Saved entries
* * * * *

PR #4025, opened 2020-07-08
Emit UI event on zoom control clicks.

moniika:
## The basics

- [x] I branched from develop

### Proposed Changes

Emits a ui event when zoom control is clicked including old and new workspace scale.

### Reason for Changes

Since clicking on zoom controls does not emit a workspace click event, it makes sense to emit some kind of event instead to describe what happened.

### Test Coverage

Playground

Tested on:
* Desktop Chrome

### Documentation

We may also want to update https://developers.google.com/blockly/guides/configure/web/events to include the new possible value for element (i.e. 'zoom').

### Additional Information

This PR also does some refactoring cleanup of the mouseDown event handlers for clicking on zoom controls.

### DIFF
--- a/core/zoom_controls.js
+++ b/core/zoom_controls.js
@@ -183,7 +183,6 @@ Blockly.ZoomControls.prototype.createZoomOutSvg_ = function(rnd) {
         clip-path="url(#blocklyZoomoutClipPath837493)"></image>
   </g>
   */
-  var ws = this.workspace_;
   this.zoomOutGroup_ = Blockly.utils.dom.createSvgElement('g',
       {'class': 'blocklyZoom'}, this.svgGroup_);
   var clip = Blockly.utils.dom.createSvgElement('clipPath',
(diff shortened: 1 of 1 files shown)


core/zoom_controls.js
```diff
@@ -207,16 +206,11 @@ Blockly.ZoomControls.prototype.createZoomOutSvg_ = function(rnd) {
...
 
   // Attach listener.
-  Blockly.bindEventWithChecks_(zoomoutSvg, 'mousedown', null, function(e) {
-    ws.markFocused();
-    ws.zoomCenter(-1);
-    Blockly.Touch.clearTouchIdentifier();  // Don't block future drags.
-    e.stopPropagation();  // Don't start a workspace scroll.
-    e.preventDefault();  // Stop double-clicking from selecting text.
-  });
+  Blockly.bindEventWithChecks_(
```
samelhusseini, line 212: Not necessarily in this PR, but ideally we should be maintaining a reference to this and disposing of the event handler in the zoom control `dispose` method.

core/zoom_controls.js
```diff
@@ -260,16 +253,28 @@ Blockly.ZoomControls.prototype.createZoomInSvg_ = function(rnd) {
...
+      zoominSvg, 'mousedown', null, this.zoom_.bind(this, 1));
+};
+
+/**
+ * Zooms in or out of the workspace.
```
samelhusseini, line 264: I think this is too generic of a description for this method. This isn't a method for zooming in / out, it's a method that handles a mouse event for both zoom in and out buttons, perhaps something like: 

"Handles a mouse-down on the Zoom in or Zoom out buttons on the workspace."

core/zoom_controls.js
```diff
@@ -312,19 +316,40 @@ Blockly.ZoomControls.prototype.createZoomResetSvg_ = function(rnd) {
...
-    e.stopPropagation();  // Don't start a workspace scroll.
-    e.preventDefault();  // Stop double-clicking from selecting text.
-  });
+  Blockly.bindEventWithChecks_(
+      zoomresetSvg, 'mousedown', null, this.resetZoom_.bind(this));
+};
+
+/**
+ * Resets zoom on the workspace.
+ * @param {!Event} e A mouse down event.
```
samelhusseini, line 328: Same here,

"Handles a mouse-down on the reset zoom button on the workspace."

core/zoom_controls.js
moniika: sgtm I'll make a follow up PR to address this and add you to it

* * * * *

After reading the records above, give the number of lines that include "null", and add nothing else.

3